1. The threat of a major Nor'Easter was identified 5-7 days in advance.
2. The large scale prediction was quite accurate, but there were minor but important track and structural errors.
3. The winds were forecast quite well.
4. The general structure of the snowfall was handled reasonably, but the rain-snow line was displaced too far to the southeast by the models, resulting in an overprediction of snow over NY and Boston.
5. There was considerable evidence of forecast uncertainty in the days before, with the possibility of less snow becoming more evident on Monday, March 14. In particular, it become clear by Monday afternoon that a transition from snow to rain was probable over LI and much of NY City.
6. Forecasters held on to the heavy snow/blizzard forecasts on Monday and probably should have backed off that forecast by Monday afternoon, highlighting the change to rain more.

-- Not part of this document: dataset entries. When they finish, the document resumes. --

PR #86974, opened 2024-01-08
C#: Integrate script/assembly generation into SCons

Repiteo:
QOL for C# engine development workflow. Now SCons is capable of generating C# glue & building .NET assemblies via dedicated SCons builders. This behavior is enabled by default if the mono module is enabled. If the old generation method is preferred or you simply don't want to generate these files, this can be disabled with `dotnet_build=no`

### DIFF
--- a/.github/workflows/linux_builds.yml
+++ b/.github/workflows/linux_builds.yml
@@ -128,16 +128,6 @@ jobs:
           target: ${{ matrix.target }}
           tests: ${{ matrix.tests }}
 
-      - name: Generate C# glue
-        if: ${{ matrix.build-mono }}
-        run: |
-          ${{ matrix.bin }} --headless --generate-mono-glue ./modules/mono/glue
-
-      - name: Build .NET solutions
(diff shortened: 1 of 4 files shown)


raulsntos:
Seems like this has the same goal as https://github.com/godotengine/godot/pull/76542? If so I think the approach in https://github.com/godotengine/godot/pull/76542 is better.

Repiteo:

So what are take home messages?
1. The NWS must continue to improve its forecast technology, including high-resolution ensembles that provide uncertainty and probabilistic guidance. The NWS has been delaying too long in building a convection-allowing operational ensemble system. Congress needs to intervene if necessary.

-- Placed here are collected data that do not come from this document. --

Issue #75245, opened 2023-03-23
Custom C# Resource types made through `add_custom_type` are missing from inspector create resource menu


Atlinx:
### Godot version

4.0.1.stable.mono.official

### System information

Windows 11

### Issue description

I have a plugin that registers C# resources with `EditorPlugin.AddCustomType` as a workaround to https://github.com/godotengine/godot/issues/27470. However the registered resources now don't show up in the create resource menu within the inspector

![broken](https://user-images.githubusercontent.com/25368491/227078893-21c07025-e01d-46f8-97d3-0068b160c46d.gif)

I suspect it might have something to do with how GDScript resources are getting first class support while C# resources still have yet to receive it.

### Steps to reproduce

1) Create C# plugin and a custom C# resource
2) Add the custom C# resource type using `EditorPlugin.AddCustomType`
3) Create a C# node script and export a "Resource".
4) Rebuild the solution.
5) Add the node script to a node
6) Try to create a resource within the exported field by clicking on the empty slot.

### Minimal reproduction project

https://github.com/Atlinx/Godot-Mono-CustomResourceRegistry

RedworkDE:
This issue basically gets obsoleted by https://github.com/godotengine/godot/pull/72619.

raulsntos:
The `add_custom_type` API and global classes are 2 different APIs.

The `add_custom_type` API is kind of _deprecated_ and could be replaced with global classes, it was kept as a fallback for languages that don't implement global class support yet (such as C#). I don't think GDScript types registered with this API work either, so it's not an issue exclusive to C#.

Zylann:
This still happens in 4.1.1, and in GDScript too.

`add_custom_type` alone makes the resource appear in the New Resource dialog, but doesn't appear in dropdowns.
`class_name` alone makes the resource appear in dropdown, but not in the New Resource dialog.

So I end up using both at once...

raulsntos:
@Zylann `class_name` resources should be appearing in both:

MyResource dropdown | Create New Resource
-|-
![MyResource dropdown](https://github.com/godotengine/godot/assets/3903059/72c64420-06d4-48ea-80e1-1c4728ae9842) | ![MyResource Create New Resource](https://github.com/godotengine/godot/assets/3903059/091043f7-03b4-4167-887c-7a585f24cb05)

[...]

PR #86979, opened 2024-01-08
Fix missing icons for custom resources in EditorResourcePicker

### LINKED ISSUE #86072: Custom resource (ArrayMesh) icons are not displayed in resource selector menu and breaks the mesh preview.
### Tested versions

Reproducible in v4.2.stable.arch_linux

### System information

Arch Linux - Godot v4.2.stable.arch_linux

### Issue description

I am working on my custom ArrayMesh class (IcosphereMesh).
After adding `@icon("res://icon.svg")` and restarting the project I figured out that icon is displayed only when resource already set:
image

But in selector menu it has standart resource icon:
image

Also as you can see on the first picture - custom ArrayMesh icon BLOCKS small preview of the mesh 
(preview window is empty) The same picture but with no icon `# @icon("res://icon.svg")` :
image

It is not very important bug but it make me feel quite uncomfortable...

Problem related to Resource icons also was mentioned in this issue: https://github.com/godotengine/godot/issues/82624

### Steps to reproduce

1. Create new project
2. Create 3d scene
3. Add MeshInstance3d to main scene node
4. Create custom class that `extends ArrayMesh`
6. Create a simple surface to be shown in mesh preview display windows
7. Set `MeshInstance3d.mesh` parameter to your custom mesh class
8. Put `@icon("res://icon.svg")`  at the start of class script
9. Reload project
10. Open main scene
11. Open Inspector of MeshInstance3d
12. Unwrap `MeshInstance3d.mesh` property in MeshInstance3d inspector
13. Right click `MeshInstance3d.mesh` to open mesh selector menu.

Results: 
1. Small preview window will be empty,it will show only setted icon and no more. (Bug not affects big preview window in `MeshInstance3d.mesh` inspector)
2. In menu selector your custom array mesh class will have default resource icon that is not equal to "res://icon.svg"

[project.zip](https://github.com/godotengine/godot/files/13648057/project.zip)

Thank you for your attention and sorry for my bad English. Good luck in engine development.

alessandrofama:
The icons of custom resources created with `class_name` and annotated with `@icon` or GDExtension classes that have an icon specified in the .gdextension file are not appearing in the `EditorResourcePicker`.  The problem is that the `EditorResourcePicker` retrieves the editor theme icon for the resource type and defaults to the `Object` icon if the type wasn't found. This will apply both to `class_name` and GDExtension resources.

This solution addresses the issue by replacing the usage of `Control::get_editor_theme_icon` with `EditorNode::get_class_icon` to ensure the correct icon is retrieved for the resource. Additionally, this fix removes the `custom_resources` lookup above that call, as these resources, added through `EditorPlugin::add_custom_type`, were not being included in the allowed types within `_add_allowed_type` in the `EditorResoucePicker`. Currently, these particular custom resources are never displayed in the picker. The related issue is logged here: #75245.

Fixes #86072.

Example with class_name & GDExtension resources extending ArrayMesh, both with default Godot icon.svg icon, exported ArrayMesh variable:

Before:
Screenshot 2024-01-08 234150

After:
Screenshot 2024-01-08 234332

### DIFF
--- a/editor/editor_resource_picker.cpp
+++ b/editor/editor_resource_picker.cpp
@@ -487,38 +487,16 @@ void EditorResourcePicker::set_create_options(Object *p_menu_node) {
 		HashSet<StringName> allowed_types;
 		_get_allowed_types(false, &allowed_types);
 
-		Vector<EditorData::CustomType> custom_resources;
-		if (EditorNode::get_editor_data().get_custom_types().has("Resource")) {
-			custom_resources = EditorNode::get_editor_data().get_custom_types()["Resource"];
-		}
-
 		for (const StringName &E : allowed_types) {
 			const String &t = E;
 
-			bool is_custom_resource = false;
-			Ref<Texture2D> icon;
-			if (!custom_resources.is_empty()) {
-				for (int j = 0; j < custom_resources.size(); j++) {
-					if (custom_resources[j].name == t) {
-						is_custom_resource = true;
-						if (custom_resources[j].icon.is_valid()) {
-							icon = custom_resources[j].icon;
-						}
-						break;
-					}
-				}
-			}
-
-			if (!is_custom_resource && !ClassDB::can_instantiate(t)) {
+			if (!ClassDB::can_instantiate(t)) {
 				continue;
 			}
 
 			inheritors_array.push_back(t);
 
-			if (!icon.is_valid()) {
-				icon = get_editor_theme_icon(has_theme_icon(t, EditorStringName(EditorIcons)) ? t : String("Object"));
-			}
-
+			Ref<Texture2D> icon = EditorNode::get_singleton()->get_class_icon(t, "Object");
 			int id = TYPE_BASE_ID + idx;
 			edit_menu->add_icon_item(icon, vformat(TTR("New %s"), t), id);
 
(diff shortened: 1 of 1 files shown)


YuriSizov (approved):
Looks good and works as expected, thanks!

There is a slight concern that the new lookup path can be slower when you have many custom resources. But that's already a problem across the editor and the solution is to improve caching.

I can also confirm that old style custom types are not working in the resource picker at the moment. The removal of related code is justified IMO, and if we ever fix those custom types, icon lookup should be re-implemented as a part of the `get_class_icon` method.

editor/editor_resource_picker.cpp
```diff
@@ -943,6 +926,7 @@ void EditorResourcePicker::_ensure_resource_menu() {
 	add_child(edit_menu);
 	edit_menu->connect("id_pressed", callable_mp(this, &EditorResourcePicker::_edit_menu_cbk));
 	edit_menu->connect("popup_hide", callable_mp((BaseButton *)edit_button, &BaseButton::set_pressed).bind(false));
+	edit_menu->add_theme_constant_override("icon_max_width", get_theme_constant(SNAME("class_icon_size"), EditorStringName(Editor)));
```
YuriSizov, line 929: We would generally put all configuration lines before `add_child` (except signal connects, which we usually put after `add_child`, like it's done here). But this isn't critical.

alessandrofama: Ah that is good to know! Fixed & I will keep this in mind for next time. Thank you!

2. NWS forecasts have to transition to a probabilistic framework, where probabilities are given for various outcomes. The old style watch-warning system is really not effective in a new world of uncertainty and probabilistic prediction.
3. Forecasts much continuously evolve as more or better information comes in. Forecasters should not try to second guess users or keep intense forecasts in place to encourage "right" decision making.